Requirement: The output should be all lines of the entries below in which the word "cases" occurs.

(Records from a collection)
+ + + + + + +
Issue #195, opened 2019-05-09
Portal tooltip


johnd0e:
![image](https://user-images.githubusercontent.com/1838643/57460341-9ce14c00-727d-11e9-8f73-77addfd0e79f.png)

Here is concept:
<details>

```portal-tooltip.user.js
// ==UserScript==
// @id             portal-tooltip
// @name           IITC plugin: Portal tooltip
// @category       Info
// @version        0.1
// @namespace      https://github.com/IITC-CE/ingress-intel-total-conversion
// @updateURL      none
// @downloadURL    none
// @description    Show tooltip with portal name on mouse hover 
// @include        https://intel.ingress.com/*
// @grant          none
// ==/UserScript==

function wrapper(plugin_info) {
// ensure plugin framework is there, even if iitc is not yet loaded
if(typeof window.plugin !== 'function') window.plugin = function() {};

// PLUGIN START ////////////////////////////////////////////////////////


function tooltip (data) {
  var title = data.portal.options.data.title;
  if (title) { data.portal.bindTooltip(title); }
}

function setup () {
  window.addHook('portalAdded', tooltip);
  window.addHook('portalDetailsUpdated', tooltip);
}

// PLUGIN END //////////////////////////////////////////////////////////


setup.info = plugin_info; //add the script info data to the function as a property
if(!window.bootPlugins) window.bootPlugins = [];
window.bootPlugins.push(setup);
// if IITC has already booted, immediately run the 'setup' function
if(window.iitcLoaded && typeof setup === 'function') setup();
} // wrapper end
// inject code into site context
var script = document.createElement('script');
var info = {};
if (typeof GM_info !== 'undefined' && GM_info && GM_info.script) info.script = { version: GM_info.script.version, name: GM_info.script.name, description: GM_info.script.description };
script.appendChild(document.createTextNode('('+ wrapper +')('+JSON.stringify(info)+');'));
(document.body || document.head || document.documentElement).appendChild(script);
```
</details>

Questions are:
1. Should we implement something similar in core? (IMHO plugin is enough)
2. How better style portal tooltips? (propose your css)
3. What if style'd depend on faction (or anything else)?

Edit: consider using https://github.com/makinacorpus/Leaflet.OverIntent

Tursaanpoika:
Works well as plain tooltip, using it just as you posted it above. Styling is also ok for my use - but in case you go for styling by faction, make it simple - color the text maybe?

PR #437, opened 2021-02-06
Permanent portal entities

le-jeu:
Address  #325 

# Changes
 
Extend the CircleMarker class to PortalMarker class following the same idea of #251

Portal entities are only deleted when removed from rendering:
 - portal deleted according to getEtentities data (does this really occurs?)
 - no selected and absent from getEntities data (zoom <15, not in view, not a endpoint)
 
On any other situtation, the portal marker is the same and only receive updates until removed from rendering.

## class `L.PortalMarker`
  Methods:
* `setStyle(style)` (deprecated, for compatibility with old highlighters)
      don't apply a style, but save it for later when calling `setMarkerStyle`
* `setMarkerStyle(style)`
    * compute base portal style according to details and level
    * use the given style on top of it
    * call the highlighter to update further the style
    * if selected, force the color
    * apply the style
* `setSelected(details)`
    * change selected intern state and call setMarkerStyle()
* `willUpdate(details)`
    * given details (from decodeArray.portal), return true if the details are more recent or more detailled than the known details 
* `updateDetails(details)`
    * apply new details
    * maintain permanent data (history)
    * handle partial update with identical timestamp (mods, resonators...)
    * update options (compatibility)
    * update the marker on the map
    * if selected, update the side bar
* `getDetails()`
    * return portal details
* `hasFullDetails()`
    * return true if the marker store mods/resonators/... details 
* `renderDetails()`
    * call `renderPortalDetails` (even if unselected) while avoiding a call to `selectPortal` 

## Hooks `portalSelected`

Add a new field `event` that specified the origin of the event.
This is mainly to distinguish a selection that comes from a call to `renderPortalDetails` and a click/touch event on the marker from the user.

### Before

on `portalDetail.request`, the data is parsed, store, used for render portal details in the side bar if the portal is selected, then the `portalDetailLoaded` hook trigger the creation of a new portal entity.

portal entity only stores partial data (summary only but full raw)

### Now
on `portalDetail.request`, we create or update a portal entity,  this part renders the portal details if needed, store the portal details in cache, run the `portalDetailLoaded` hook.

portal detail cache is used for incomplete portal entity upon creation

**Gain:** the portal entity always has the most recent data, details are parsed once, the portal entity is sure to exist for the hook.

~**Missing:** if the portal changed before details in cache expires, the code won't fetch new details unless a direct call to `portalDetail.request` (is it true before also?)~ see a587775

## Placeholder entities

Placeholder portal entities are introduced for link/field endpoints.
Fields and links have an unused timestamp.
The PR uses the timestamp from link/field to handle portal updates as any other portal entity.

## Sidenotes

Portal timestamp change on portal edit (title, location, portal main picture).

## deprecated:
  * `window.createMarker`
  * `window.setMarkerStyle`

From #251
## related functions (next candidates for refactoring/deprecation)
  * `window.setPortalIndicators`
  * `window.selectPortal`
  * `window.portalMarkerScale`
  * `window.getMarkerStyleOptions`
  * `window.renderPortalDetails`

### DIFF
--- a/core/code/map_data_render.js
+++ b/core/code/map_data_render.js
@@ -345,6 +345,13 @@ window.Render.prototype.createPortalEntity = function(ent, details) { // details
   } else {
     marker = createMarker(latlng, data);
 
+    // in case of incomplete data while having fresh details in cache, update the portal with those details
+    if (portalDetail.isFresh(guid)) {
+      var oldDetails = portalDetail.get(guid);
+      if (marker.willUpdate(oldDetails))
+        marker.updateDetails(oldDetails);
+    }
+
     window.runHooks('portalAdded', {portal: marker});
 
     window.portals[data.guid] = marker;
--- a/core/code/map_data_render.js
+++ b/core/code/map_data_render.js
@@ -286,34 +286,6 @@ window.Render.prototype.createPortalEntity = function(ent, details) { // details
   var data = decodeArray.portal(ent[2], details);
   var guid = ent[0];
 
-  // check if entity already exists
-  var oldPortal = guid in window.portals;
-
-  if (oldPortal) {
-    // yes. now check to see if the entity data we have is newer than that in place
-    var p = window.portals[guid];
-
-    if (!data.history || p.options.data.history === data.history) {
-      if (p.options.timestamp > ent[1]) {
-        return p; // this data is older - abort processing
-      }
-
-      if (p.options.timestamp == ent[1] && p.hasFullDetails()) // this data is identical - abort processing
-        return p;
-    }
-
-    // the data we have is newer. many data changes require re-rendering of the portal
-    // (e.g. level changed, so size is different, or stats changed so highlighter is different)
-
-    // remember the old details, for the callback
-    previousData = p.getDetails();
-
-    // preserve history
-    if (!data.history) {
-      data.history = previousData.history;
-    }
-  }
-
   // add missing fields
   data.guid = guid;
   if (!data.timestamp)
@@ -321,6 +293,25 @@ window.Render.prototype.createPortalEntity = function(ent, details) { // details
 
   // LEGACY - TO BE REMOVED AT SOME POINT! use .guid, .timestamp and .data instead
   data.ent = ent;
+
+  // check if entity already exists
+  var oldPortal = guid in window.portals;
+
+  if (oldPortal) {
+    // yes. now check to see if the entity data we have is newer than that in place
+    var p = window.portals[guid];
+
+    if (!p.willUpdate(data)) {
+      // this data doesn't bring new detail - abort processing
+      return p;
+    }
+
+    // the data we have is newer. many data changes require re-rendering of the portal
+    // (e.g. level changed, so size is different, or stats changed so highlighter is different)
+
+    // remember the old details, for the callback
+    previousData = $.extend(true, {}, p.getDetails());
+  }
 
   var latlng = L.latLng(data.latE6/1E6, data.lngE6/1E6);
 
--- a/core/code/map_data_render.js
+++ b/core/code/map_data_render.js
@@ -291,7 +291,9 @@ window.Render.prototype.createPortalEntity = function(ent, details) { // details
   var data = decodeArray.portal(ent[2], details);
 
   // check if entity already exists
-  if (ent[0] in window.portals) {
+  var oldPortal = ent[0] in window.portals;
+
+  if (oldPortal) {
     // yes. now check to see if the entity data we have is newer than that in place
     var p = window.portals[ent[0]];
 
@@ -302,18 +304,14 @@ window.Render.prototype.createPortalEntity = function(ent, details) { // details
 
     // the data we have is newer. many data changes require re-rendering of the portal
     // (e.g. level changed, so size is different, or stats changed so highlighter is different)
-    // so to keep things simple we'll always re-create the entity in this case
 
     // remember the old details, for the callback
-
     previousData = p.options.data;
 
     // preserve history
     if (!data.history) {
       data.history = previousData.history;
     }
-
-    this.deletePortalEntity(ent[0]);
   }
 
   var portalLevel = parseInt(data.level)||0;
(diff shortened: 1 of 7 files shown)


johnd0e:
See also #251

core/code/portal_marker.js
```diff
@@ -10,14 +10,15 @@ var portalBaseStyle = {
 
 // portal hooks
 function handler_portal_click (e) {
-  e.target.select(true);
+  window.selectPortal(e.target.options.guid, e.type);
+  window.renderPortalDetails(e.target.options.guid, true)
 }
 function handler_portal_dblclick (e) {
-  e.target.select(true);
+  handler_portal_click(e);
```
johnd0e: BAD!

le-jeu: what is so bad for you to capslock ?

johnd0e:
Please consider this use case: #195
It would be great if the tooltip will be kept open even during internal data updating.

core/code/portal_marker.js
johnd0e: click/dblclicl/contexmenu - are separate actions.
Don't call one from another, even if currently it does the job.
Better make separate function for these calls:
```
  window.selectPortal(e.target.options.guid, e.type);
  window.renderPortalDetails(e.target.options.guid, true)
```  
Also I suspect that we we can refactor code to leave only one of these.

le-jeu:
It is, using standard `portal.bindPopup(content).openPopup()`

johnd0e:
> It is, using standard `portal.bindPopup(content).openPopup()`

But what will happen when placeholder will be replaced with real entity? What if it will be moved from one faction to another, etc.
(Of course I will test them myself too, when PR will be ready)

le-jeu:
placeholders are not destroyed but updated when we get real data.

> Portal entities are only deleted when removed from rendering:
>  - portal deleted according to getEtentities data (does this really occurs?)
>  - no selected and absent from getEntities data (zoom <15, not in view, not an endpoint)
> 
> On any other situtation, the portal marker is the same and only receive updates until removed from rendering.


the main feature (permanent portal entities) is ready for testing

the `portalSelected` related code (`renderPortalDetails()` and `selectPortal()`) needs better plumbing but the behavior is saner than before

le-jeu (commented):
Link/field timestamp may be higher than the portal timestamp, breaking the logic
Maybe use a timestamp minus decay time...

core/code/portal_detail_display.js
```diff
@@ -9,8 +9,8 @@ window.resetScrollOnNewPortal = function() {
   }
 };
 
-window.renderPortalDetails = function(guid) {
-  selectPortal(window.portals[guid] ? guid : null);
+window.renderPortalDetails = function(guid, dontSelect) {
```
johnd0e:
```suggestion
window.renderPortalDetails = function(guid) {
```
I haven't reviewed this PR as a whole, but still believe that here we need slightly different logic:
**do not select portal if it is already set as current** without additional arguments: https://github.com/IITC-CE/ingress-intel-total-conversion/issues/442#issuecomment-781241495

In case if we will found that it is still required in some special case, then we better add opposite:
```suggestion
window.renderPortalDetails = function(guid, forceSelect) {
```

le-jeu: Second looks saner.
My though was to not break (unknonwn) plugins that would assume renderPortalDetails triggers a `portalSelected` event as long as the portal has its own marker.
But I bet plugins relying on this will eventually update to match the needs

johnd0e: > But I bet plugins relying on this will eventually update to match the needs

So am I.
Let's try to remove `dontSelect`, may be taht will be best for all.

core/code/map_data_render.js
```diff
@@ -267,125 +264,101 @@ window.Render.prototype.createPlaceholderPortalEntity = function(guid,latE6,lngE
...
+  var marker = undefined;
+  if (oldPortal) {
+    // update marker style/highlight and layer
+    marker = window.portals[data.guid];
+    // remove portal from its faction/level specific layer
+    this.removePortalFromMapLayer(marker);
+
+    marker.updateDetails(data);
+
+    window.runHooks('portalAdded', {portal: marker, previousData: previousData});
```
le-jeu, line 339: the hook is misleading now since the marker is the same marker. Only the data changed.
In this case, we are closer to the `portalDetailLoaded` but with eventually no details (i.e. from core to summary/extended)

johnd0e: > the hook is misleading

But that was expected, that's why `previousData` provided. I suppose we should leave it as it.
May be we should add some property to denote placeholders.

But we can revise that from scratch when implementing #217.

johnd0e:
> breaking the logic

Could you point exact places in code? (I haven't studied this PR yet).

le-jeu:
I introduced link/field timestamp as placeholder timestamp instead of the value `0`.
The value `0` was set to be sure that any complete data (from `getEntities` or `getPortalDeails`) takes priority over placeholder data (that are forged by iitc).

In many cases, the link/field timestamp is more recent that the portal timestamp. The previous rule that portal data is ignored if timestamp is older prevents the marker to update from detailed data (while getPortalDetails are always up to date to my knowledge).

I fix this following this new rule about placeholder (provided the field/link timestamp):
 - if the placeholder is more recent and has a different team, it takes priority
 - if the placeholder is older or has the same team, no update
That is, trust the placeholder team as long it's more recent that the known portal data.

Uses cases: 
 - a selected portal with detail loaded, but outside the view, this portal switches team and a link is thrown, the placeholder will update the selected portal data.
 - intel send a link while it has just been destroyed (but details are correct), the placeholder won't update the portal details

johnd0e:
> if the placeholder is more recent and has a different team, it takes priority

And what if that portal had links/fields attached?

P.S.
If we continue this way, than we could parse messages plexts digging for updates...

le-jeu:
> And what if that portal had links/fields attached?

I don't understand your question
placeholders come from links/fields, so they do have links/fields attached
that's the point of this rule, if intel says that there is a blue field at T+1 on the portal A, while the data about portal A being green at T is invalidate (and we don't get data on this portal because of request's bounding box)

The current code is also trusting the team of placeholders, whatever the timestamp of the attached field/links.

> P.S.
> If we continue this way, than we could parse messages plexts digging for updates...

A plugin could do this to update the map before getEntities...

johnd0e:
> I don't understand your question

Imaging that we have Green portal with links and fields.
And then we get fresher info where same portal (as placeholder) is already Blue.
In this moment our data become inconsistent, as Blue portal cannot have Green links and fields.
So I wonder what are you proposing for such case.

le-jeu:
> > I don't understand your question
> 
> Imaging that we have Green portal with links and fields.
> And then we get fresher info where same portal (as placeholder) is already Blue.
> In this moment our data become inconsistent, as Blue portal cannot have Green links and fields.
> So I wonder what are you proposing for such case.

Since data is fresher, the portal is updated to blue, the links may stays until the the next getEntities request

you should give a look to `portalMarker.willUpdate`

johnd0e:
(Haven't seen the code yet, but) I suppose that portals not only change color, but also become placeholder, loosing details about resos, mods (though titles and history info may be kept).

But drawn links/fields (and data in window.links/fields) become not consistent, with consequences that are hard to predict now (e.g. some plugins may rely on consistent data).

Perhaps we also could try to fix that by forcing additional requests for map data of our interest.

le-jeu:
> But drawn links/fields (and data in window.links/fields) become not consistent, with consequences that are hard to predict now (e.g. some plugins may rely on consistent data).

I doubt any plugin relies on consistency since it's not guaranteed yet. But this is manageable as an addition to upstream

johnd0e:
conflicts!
+ + + + + + +
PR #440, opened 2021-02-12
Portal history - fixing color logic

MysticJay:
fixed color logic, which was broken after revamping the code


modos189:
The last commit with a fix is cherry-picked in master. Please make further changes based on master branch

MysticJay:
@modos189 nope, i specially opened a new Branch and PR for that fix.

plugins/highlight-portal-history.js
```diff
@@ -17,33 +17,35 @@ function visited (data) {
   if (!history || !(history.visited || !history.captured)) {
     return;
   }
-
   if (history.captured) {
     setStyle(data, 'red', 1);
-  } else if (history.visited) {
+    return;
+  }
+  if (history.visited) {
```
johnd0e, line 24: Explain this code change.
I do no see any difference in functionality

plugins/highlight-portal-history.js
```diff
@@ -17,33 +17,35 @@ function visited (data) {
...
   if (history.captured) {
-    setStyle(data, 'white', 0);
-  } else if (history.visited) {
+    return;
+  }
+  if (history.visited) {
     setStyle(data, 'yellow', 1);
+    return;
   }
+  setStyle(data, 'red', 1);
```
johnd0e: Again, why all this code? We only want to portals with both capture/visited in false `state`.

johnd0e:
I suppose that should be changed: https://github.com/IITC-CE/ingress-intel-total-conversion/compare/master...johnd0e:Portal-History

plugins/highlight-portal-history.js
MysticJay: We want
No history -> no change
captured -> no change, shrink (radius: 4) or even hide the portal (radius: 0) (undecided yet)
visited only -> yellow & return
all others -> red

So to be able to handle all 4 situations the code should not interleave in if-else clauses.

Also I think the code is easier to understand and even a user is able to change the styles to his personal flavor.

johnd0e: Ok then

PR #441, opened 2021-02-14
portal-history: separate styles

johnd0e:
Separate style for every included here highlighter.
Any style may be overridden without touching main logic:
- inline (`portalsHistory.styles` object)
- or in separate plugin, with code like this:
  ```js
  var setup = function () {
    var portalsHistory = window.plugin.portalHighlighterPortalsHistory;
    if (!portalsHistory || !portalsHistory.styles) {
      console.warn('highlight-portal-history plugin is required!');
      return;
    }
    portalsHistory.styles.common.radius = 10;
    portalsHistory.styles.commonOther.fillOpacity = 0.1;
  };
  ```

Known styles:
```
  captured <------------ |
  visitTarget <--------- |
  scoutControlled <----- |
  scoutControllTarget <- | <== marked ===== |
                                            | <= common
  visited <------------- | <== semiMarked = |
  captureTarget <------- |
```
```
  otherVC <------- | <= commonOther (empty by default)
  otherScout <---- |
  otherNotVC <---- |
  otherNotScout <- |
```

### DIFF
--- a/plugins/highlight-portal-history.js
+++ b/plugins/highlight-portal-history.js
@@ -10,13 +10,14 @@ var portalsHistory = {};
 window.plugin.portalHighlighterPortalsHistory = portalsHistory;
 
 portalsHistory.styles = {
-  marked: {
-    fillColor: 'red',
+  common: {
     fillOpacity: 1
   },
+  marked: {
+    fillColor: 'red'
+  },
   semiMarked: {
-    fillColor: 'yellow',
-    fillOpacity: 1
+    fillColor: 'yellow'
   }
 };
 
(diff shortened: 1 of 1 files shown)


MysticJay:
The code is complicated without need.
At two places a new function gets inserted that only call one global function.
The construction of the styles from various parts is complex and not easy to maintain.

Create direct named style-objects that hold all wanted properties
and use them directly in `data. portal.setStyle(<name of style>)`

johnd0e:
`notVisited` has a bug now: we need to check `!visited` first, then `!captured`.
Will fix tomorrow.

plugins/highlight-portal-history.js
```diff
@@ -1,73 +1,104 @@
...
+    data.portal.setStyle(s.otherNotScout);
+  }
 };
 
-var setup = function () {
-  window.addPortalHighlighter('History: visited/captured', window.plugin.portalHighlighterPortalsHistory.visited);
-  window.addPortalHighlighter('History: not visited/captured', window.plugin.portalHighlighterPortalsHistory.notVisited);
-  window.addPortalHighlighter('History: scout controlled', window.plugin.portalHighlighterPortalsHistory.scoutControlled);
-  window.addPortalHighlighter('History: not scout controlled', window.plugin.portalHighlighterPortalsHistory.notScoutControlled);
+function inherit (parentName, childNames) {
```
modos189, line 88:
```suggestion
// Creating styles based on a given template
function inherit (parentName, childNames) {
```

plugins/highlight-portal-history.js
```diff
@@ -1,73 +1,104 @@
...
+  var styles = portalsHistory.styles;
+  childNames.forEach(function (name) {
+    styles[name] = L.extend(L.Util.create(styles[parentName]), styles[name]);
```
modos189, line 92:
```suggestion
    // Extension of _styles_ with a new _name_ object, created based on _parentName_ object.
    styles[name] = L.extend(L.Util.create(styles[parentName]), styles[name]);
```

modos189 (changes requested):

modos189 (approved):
+ + + + + + +
Expected answer:
In many cases, the link/field timestamp is more recent that the portal timestamp. The previous rule that portal data is ignored if timestamp is older prevents the marker to update from detailed data (while getPortalDetails are always up to date to my knowledge).
Uses cases: 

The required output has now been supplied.